***** Supplied entries
PR #185, opened 2017-07-31
Create flag for whether group name looks clickable in SubjectNameCell

ash3rz:


de-lib/src/main/java/org/iplantc/de/collaborators/client/views/cells/SubjectNameCell.java
```diff
@@ -50,14 +51,20 @@ public void onBrowserEvent(Context context,
 
     public SubjectNameCell() {
         super(CLICK);
+        this.clickableGroupName = true;
```
psarando: Could these 2 lines be replaced with `this(true)`?

de-lib/src/main/java/org/iplantc/de/theme/base/client/collaborators/cells/SubjectNameCellDefaultAppearance.java
```diff
@@ -42,14 +45,21 @@ public SubjectNameCellDefaultAppearance(IplantResources iplantResources, Templat
...
 
     @Override
-    public void render(SafeHtmlBuilder safeHtmlBuilder, Subject subject, String debugID) {
+    public void render(SafeHtmlBuilder safeHtmlBuilder, Subject subject, String debugID, boolean clickableGroupName) {
         String subjectName = subject.getSubjectDisplayName();
         if (subject.getSourceId().equals(Subject.GROUP_IDENTIFIER)) {
-            safeHtmlBuilder.append(templates.group(iplantResources.list().getSafeUri(),
-                                                   SubjectNameCell.SubjectNameCellAppearance.CLICKABLE_ELEMENT_NAME,
-                                                   subjectName,
-                                                   defaultStyle,
```
psarando: Rather than creating a new `XTemplate` interface method, you could just update this line to `clickableGroupName ? defaultStyle : ""`?

Setting the HTML attribute `class=''` will have the same effect as not adding the `class` attribute at all.

ash3rz: Ah, much cleaner.  I'll refactor

de-lib/src/main/java/org/iplantc/de/collaborators/client/views/cells/SubjectNameCell.java
ash3rz: Also a good point.  I'll refactor.

ash3rz:
I pushed the changes.  I'm going to merge now so it's ready for QA.  Thanks for the review!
**********
Exercise goal: Return each line above precisely as written.

Problem solution:
PR #185, opened 2017-07-31
Create flag for whether group name looks clickable in SubjectNameCell

ash3rz:


de-lib/src/main/java/org/iplantc/de/collaborators/client/views/cells/SubjectNameCell.java
```diff
@@ -50,14 +51,20 @@ public void onBrowserEvent(Context context,
 
     public SubjectNameCell() {
         super(CLICK);
+        this.clickableGroupName = true;
```
psarando: Could these 2 lines be replaced with `this(true)`?

de-lib/src/main/java/org/iplantc/de/theme/base/client/collaborators/cells/SubjectNameCellDefaultAppearance.java
```diff
@@ -42,14 +45,21 @@ public SubjectNameCellDefaultAppearance(IplantResources iplantResources, Templat
...
 
     @Override
-    public void render(SafeHtmlBuilder safeHtmlBuilder, Subject subject, String debugID) {
+    public void render(SafeHtmlBuilder safeHtmlBuilder, Subject subject, String debugID, boolean clickableGroupName) {
         String subjectName = subject.getSubjectDisplayName();
         if (subject.getSourceId().equals(Subject.GROUP_IDENTIFIER)) {
-            safeHtmlBuilder.append(templates.group(iplantResources.list().getSafeUri(),
-                                                   SubjectNameCell.SubjectNameCellAppearance.CLICKABLE_ELEMENT_NAME,
-                                                   subjectName,
-                                                   defaultStyle,
```
psarando: Rather than creating a new `XTemplate` interface method, you could just update this line to `clickableGroupName ? defaultStyle : ""`?

Setting the HTML attribute `class=''` will have the same effect as not adding the `class` attribute at all.

ash3rz: Ah, much cleaner.  I'll refactor

de-lib/src/main/java/org/iplantc/de/collaborators/client/views/cells/SubjectNameCell.java
ash3rz: Also a good point.  I'll refactor.

ash3rz:
I pushed the changes.  I'm going to merge now so it's ready for QA.  Thanks for the review!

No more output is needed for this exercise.